:: What this task involves ::
Output only the lines below that start at the line containing "fixed, #2274 |" and end at the line containing "seven values |", with both ends kept.

:: Saved data entries ::

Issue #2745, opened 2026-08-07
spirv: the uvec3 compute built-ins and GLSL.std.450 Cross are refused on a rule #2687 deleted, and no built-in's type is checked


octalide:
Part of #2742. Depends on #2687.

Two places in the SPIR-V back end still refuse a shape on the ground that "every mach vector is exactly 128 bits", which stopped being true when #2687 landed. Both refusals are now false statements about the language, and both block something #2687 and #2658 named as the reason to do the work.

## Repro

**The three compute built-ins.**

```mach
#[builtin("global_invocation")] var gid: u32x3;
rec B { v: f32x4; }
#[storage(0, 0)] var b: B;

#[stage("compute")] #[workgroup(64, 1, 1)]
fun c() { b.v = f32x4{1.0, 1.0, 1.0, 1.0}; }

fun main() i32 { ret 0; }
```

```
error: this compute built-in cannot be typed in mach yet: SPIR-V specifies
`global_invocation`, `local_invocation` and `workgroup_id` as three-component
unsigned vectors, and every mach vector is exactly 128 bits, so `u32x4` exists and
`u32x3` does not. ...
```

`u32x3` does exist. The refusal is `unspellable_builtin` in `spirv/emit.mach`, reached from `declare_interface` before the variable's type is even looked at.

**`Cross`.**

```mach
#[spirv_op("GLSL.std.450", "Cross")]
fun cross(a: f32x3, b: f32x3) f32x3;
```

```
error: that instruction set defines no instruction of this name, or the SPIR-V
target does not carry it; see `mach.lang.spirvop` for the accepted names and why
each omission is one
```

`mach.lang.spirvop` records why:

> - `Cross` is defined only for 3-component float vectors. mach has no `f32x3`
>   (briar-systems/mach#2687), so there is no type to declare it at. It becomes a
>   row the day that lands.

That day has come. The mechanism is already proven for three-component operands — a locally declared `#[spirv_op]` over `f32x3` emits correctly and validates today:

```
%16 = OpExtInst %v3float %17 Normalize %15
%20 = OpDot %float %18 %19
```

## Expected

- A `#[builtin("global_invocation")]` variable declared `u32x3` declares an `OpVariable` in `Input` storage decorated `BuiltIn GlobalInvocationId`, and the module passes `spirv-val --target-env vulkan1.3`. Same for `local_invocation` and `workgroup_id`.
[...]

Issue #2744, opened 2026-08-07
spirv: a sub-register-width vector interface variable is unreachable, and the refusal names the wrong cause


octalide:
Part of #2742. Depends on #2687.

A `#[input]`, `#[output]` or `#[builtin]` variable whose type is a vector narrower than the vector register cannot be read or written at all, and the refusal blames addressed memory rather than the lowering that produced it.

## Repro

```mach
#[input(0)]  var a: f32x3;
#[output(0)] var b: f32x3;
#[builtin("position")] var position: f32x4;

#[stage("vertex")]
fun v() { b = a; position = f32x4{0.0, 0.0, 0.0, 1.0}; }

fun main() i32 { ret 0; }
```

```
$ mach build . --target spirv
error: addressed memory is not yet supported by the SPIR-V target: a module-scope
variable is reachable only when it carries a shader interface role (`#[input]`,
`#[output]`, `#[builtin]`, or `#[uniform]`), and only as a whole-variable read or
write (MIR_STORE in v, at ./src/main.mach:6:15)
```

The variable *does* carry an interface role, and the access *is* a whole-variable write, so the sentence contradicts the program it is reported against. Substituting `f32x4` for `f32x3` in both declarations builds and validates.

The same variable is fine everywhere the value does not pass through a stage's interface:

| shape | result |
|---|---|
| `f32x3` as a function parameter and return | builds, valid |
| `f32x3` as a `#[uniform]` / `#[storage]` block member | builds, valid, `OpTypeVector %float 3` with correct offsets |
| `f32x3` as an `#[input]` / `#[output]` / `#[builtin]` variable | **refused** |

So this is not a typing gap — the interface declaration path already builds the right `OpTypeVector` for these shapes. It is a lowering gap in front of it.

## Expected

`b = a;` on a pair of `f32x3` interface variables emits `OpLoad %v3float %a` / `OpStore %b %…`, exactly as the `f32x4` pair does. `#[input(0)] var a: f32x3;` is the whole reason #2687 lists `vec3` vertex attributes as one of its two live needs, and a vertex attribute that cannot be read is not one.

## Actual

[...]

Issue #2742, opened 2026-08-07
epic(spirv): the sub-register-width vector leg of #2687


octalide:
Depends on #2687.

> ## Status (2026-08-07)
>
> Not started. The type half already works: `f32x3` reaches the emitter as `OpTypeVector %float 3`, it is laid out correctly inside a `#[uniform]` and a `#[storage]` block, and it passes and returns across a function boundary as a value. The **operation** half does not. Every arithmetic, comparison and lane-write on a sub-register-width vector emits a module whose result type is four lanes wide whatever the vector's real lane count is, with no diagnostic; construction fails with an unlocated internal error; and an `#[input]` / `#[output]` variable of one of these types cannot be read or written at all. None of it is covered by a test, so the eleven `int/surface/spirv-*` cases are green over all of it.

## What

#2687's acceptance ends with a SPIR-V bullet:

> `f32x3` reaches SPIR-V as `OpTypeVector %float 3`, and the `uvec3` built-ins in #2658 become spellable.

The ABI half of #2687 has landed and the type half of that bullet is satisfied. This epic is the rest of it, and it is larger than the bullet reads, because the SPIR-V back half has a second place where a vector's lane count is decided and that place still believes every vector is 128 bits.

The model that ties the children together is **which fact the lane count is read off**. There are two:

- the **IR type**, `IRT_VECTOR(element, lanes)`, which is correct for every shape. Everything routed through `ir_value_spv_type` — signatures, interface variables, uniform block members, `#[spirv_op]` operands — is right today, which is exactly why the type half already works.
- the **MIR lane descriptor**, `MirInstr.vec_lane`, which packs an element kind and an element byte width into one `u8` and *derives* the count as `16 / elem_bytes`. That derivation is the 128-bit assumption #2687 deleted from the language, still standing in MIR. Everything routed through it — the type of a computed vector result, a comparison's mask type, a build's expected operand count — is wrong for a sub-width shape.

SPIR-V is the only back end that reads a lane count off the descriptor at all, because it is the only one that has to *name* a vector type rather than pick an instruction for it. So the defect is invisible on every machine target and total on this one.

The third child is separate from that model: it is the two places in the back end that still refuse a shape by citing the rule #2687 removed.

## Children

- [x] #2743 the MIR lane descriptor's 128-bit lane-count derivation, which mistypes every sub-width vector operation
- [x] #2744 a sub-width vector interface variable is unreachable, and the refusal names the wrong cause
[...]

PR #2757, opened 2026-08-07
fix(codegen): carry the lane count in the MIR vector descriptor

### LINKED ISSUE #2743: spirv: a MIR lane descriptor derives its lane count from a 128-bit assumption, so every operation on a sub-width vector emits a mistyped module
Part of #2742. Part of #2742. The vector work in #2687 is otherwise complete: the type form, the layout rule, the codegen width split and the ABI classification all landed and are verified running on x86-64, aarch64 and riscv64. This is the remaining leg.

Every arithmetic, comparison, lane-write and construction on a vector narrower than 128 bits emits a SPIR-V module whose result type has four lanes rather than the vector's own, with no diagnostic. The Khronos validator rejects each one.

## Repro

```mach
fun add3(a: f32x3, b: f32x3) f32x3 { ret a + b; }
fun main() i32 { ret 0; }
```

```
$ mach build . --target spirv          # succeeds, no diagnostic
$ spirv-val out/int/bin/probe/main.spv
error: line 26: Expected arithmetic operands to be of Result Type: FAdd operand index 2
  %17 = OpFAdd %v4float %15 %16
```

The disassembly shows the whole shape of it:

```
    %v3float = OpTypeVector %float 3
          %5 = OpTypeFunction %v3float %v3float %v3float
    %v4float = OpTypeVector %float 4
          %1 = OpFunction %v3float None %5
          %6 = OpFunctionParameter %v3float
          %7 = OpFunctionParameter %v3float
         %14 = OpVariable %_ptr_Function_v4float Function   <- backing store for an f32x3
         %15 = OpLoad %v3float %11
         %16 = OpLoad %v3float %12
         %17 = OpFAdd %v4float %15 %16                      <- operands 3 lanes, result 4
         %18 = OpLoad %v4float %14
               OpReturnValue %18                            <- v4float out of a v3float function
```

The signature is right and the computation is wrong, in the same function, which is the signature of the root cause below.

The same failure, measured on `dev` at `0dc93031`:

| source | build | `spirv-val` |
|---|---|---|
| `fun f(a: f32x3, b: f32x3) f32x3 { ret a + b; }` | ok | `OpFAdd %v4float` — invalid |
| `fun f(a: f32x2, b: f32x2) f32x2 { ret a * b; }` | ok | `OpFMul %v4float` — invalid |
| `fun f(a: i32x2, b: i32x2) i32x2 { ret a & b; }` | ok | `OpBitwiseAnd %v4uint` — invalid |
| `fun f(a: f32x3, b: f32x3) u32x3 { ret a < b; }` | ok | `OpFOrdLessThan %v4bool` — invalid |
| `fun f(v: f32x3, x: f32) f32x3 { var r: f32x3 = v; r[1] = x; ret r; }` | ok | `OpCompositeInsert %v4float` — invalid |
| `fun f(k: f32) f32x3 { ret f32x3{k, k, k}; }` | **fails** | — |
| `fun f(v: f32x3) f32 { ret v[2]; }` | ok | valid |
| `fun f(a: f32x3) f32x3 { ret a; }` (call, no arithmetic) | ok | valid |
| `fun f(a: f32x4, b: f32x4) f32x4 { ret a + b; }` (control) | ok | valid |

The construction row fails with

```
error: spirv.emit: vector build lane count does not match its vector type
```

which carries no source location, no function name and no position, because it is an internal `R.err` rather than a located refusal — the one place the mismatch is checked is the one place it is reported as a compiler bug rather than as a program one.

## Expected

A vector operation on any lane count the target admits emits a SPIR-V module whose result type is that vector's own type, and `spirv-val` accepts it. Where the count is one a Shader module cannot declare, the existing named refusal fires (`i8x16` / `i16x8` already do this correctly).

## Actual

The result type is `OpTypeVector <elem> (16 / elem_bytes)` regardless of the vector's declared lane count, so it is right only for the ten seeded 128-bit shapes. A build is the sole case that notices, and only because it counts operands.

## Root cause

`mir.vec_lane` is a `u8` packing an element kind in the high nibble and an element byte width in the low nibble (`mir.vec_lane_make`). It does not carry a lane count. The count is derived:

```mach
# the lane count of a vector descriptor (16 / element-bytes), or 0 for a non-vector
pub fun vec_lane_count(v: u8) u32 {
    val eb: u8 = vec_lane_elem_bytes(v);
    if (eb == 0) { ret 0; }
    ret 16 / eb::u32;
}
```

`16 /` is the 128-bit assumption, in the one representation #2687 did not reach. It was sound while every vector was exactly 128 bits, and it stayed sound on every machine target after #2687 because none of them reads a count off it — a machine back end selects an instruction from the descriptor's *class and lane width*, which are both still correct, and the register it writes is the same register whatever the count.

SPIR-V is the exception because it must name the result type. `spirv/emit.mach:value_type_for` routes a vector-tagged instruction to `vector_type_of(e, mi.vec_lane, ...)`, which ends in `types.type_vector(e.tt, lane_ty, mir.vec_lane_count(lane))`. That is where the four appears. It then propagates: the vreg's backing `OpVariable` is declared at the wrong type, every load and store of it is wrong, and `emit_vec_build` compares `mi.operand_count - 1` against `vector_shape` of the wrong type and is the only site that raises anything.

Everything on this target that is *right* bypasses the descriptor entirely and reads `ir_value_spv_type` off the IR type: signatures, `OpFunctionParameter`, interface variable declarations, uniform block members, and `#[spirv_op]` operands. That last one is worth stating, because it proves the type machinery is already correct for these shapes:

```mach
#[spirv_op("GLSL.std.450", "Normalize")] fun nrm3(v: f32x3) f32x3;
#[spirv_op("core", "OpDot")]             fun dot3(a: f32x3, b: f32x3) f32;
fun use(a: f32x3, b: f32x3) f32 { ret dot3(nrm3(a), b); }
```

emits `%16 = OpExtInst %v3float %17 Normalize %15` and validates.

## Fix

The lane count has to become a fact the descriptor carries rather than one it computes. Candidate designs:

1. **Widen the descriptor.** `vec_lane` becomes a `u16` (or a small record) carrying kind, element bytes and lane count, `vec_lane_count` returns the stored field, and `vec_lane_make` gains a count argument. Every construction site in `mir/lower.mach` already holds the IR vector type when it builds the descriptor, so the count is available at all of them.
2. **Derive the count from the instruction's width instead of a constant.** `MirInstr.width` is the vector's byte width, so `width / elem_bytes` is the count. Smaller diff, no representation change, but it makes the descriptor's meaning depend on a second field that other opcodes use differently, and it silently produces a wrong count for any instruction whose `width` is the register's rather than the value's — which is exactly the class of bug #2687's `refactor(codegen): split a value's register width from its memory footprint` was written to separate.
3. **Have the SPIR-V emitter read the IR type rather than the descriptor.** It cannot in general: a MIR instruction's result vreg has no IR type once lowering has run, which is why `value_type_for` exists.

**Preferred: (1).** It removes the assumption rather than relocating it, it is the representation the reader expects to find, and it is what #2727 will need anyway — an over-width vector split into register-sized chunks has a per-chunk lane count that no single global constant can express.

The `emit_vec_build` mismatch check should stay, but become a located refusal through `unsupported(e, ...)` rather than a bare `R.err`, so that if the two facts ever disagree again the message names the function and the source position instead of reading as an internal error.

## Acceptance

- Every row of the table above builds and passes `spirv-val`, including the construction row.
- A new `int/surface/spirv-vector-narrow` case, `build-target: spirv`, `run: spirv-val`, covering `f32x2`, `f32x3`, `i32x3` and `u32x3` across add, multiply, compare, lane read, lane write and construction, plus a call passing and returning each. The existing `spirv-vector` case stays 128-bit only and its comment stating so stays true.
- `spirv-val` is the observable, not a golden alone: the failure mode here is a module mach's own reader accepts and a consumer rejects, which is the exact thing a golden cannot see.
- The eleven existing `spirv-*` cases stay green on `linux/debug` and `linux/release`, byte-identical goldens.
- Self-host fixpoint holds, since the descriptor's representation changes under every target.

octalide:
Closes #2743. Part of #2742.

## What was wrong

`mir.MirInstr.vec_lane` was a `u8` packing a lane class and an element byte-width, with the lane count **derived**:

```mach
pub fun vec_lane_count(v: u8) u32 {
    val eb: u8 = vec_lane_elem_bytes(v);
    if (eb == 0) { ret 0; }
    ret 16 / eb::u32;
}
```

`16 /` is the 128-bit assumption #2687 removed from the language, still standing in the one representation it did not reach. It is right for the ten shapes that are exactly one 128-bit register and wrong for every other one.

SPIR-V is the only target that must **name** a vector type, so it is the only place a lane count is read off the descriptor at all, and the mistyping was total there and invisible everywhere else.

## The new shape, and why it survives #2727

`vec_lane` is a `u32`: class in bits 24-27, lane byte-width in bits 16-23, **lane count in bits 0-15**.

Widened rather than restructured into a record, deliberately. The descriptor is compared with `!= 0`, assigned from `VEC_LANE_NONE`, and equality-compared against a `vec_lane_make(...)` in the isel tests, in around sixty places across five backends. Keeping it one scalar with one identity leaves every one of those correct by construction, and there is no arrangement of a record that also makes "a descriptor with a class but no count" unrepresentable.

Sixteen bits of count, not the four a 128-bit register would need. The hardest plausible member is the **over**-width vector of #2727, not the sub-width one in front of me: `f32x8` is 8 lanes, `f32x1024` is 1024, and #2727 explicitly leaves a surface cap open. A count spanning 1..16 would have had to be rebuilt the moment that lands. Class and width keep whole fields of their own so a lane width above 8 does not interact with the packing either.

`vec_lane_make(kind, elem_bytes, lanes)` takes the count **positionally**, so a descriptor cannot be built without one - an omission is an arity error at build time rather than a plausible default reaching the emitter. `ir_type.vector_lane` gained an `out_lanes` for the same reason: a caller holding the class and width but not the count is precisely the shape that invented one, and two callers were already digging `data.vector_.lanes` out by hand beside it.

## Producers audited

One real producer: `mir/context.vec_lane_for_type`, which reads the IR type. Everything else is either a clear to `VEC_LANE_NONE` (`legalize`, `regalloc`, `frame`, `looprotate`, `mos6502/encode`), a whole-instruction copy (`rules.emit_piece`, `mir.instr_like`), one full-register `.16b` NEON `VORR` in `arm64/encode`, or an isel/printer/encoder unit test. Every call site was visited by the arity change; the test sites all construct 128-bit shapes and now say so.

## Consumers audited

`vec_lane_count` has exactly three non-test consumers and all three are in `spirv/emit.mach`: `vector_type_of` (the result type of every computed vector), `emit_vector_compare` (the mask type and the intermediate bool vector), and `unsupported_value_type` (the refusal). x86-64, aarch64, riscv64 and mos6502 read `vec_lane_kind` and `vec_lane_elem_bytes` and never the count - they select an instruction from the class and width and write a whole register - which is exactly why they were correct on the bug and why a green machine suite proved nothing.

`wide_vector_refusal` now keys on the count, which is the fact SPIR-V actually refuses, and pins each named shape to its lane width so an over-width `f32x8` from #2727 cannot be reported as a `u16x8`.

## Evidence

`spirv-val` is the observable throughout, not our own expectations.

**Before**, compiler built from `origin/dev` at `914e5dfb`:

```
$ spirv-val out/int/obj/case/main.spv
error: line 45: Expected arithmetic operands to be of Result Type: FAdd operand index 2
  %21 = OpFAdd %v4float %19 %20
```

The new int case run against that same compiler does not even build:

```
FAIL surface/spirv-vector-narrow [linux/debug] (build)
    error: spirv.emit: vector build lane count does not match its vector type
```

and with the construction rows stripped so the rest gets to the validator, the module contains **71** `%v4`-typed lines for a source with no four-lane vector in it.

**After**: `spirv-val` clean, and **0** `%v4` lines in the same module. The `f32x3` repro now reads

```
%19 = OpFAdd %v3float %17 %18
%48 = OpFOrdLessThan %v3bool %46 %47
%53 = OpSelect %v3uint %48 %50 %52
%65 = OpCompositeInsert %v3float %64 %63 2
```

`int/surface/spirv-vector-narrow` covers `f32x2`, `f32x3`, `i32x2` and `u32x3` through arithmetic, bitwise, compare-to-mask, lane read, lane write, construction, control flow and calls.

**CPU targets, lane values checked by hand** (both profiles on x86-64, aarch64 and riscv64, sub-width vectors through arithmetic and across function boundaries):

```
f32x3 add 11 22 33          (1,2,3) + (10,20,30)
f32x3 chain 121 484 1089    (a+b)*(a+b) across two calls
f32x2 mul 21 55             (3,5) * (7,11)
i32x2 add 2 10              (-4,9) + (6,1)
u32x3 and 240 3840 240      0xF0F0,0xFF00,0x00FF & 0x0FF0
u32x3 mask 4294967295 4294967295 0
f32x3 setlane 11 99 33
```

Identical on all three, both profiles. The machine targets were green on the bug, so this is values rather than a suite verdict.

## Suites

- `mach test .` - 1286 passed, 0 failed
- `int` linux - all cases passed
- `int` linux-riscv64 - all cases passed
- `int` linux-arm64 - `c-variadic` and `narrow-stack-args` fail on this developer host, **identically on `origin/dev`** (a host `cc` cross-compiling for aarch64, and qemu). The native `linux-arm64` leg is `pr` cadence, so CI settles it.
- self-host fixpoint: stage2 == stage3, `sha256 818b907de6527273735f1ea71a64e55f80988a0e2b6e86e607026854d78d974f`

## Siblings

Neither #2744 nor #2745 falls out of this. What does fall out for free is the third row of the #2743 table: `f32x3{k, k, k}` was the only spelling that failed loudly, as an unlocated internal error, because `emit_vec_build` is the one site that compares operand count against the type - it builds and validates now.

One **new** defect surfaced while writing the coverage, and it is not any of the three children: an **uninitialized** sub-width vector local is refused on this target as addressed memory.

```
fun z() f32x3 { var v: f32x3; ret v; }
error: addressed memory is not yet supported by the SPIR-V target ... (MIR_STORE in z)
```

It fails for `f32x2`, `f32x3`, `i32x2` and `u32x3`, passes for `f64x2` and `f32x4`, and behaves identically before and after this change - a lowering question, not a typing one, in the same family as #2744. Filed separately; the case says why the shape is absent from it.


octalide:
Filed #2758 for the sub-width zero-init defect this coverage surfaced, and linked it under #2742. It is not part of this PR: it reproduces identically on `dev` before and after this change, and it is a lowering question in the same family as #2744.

* * *

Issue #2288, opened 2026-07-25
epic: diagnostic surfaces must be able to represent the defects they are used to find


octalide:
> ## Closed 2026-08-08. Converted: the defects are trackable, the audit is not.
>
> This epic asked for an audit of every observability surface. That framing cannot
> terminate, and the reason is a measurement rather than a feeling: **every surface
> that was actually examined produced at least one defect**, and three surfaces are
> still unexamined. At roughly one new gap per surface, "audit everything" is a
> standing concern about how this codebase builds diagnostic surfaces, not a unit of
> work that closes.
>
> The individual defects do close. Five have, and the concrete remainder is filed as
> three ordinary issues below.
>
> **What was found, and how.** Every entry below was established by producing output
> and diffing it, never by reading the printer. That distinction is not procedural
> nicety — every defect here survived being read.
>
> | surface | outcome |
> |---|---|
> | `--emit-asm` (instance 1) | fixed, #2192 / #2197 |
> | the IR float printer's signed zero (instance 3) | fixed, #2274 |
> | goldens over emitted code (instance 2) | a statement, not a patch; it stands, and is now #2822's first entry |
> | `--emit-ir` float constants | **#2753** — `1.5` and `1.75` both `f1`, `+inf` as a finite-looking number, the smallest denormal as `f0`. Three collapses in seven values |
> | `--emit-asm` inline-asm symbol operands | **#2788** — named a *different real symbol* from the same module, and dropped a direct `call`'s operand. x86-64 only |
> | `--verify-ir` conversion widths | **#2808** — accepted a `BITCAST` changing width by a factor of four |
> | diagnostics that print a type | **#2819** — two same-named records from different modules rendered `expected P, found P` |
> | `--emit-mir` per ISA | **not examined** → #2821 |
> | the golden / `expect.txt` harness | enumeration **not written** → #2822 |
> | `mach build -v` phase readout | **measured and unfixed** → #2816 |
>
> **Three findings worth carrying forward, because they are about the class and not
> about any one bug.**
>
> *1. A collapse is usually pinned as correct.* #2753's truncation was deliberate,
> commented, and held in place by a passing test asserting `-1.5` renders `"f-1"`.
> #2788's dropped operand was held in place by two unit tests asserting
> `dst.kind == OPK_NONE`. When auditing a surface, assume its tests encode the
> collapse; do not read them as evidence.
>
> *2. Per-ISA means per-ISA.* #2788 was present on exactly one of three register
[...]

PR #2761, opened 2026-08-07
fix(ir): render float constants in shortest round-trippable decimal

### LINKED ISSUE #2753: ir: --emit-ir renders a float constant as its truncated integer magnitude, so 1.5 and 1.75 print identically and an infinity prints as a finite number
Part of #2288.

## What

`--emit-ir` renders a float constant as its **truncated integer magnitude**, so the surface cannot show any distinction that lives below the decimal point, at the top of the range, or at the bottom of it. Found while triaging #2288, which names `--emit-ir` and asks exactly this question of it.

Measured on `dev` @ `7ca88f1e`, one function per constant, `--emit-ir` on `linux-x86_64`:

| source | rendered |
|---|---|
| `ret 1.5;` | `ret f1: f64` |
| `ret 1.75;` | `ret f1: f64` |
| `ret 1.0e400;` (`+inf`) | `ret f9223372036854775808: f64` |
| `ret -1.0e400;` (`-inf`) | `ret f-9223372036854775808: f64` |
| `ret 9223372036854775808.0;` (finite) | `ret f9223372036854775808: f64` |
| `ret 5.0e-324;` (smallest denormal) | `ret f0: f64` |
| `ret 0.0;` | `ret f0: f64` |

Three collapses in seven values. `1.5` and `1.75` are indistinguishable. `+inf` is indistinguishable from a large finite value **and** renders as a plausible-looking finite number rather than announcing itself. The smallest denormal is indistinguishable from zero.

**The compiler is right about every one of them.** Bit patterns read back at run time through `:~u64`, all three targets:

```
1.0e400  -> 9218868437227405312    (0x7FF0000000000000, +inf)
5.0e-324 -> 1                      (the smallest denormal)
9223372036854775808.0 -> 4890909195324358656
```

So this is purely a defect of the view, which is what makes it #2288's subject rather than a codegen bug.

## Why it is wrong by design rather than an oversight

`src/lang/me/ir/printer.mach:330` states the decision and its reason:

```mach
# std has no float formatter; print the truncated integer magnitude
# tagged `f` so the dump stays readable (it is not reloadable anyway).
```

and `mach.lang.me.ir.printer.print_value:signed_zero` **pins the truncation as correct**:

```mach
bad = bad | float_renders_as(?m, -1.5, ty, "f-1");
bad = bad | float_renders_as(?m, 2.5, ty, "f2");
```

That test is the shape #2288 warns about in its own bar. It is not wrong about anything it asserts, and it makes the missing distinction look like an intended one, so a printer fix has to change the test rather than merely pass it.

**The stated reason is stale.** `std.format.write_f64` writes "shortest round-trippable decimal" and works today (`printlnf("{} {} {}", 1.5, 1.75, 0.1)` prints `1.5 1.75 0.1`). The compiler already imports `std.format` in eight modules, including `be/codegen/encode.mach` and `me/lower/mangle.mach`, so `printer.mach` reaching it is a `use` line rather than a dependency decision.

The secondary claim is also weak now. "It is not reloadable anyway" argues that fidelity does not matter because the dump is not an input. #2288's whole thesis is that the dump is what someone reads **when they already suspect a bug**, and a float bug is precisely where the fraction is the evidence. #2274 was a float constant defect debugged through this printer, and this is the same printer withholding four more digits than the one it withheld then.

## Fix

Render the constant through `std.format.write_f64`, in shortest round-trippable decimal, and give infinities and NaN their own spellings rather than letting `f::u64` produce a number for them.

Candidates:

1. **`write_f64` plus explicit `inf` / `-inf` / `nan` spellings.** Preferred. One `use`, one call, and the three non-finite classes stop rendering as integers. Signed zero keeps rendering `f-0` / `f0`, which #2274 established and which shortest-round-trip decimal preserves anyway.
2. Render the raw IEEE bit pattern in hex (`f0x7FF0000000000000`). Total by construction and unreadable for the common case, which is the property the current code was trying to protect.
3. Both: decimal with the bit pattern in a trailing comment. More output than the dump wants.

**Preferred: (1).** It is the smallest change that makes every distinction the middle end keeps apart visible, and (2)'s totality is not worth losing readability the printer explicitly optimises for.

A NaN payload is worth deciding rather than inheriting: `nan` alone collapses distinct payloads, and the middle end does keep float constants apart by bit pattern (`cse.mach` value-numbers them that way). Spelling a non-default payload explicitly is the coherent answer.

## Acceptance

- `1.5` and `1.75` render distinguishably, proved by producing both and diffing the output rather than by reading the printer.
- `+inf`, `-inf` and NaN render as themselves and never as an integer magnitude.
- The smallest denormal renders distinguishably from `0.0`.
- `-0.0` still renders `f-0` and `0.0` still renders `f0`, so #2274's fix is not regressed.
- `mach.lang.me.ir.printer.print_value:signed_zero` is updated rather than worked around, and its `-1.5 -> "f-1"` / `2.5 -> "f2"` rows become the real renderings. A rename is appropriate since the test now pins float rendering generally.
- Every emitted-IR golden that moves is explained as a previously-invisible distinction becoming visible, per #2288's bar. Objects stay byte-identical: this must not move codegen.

:: Exercise output ::
> | the IR float printer's signed zero (instance 3) | fixed, #2274 |
> | goldens over emitted code (instance 2) | a statement, not a patch; it stands, and is now #2822's first entry |
> | `--emit-ir` float constants | **#2753** — `1.5` and `1.75` both `f1`, `+inf` as a finite-looking number, the smallest denormal as `f0`. Three collapses in seven values |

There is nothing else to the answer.